Physical restraint in certain positions and for more
than a brief period can be fatal, especially when the restrained person is
being treated with certain medications. While that problem is well known, it is
harder for most people to imagine that seclusion can be terrifying and damaging
in its own way, especially for younger children or those with handicapping
conditions.
In the New York Times today, the journalist and filmmaker Bill
Lichtenstein describes his young daughter’s experiences with seclusion as they
occurred a few years ago in a public school in Lexington, MA (www.nytimes.com/2012/09/09/opinion/sunday/a-terrifying-way-to-discipline-children.html).
Lichtenstein mentions that the five-year-old kindergartener, who had some
language delays, began to have serious tantrums at home after starting school.
Communications from the school suggested that she was doing well and did not
mention any unusual disciplinary problems. Her parents had no idea that she was
being punished by any method involving seclusion-- indeed, that she was being punished at
all-- until they received a call saying
they should come to get her because she had taken all her clothes off! When
they got to the school, they found the little girl standing by herself in a
basement mop closet with one light bulb. She had been locked in the closet five
times that morning and could not get out when she needed to pee, so had taken
off her clothes in order not to wet them.
What were the behaviors that led to her being locked
up? Were they matters of safety for herself or others-- the approved purpose for use of seclusion?
No, she had failed to follow directions. (Remember, this was a child with
language delays.) She had been placed in seclusion almost every day for three
months without any communication of this fact to her parents.

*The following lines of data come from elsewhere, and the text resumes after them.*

PR #933, opened 2015-10-09
ANGLE_instanced_arrays

juj:
Add support for GPU hardware instancing on Emscripten. In WebGL 1 it is exposed by the ANGLE_instanced_arrays ( https://www.khronos.org/registry/webgl/extensions/ANGLE_instanced_arrays/ ) extension, and in WebGL 2, it is enabled in core.

### DIFF
--- a/Source/Urho3D/Graphics/OpenGL/OGLGraphics.cpp
+++ b/Source/Urho3D/Graphics/OpenGL/OGLGraphics.cpp
@@ -69,6 +69,18 @@
 #define glClearDepth glClearDepthf
 #endif
 
+#ifdef __EMSCRIPTEN__
+// Emscripten provides even all GL extension functions via static linking. However there is
+// no GLES2-specific extension header at the moment to include instanced rendering declarations,
+// so declare them manually from GLES3 gl2ext.h. Emscripten will provide these when linking final output.
+extern "C"
+{
+    GL_APICALL void GL_APIENTRY glDrawArraysInstancedANGLE (GLenum mode, GLint first, GLsizei count, GLsizei primcount);
+    GL_APICALL void GL_APIENTRY glDrawElementsInstancedANGLE (GLenum mode, GLsizei count, GLenum type, const void *indices, GLsizei primcount);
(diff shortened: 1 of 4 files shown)


Source/Urho3D/Graphics/OpenGL/OGLGraphics.cpp
```diff
@@ -785,7 +797,7 @@ void Graphics::Draw(PrimitiveType type, unsigned indexStart, unsigned indexCount
 void Graphics::DrawInstanced(PrimitiveType type, unsigned indexStart, unsigned indexCount, unsigned minVertex, unsigned vertexCount,
     unsigned instanceCount)
 {
-#ifndef GL_ES_VERSION_2_0
+#if !defined(GL_ES_VERSION_2_0) || defined(__EMSCRIPTEN__)
```
juj: Note: Before this pull request, I found it odd that the function `Graphics::DrawInstanced()` existed even when `GL_ES_VERSION_2_0` is defined, but it compiled down to an empty function body. That could possibly lead to silent failure behavior if some code accidentally calls the no-op `Graphics::DrawInstanced`? It might be more desirable to completely `#ifdef` out the whole `Graphics::DrawInstanced()` function from existing in the first place when instancing is known to be not supported at compile-time. This is probably a non-concern when/if instancing support is added to GLES2 in the future.

Source/Urho3D/Graphics/ShaderPrecache.cpp
```diff
@@ -119,7 +119,11 @@ void ShaderPrecache::LoadShaders(Graphics* graphics, Deserializer& source)
 
         // Check for illegal variations on OpenGL ES and skip them
 #ifdef GL_ES_VERSION_2_0
-        if (vsDefines.Contains("INSTANCED") || (psDefines.Contains("POINTLIGHT") && psDefines.Contains("SHADOW")))
+        if (
```
juj: Found this a bit clumsy, but couldn't figure a cleaner way without introducing annoying code repetition..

The short-term
result was tantrums; now, years later, she still has nightmares. A lawsuit,
settled out of court, has forced the school system to pay for her ongoing
treatment.
What is the story here? How can schools get away
with this kind of treatment of children? It’s simply because they ARE schools.
A set of HHS rules for psychiatric hospitals, residential treatment centers for
children, and group homes, initiated in 1999 and finalized in 2007 (www.gao.gov/assets/230/228149.pdf)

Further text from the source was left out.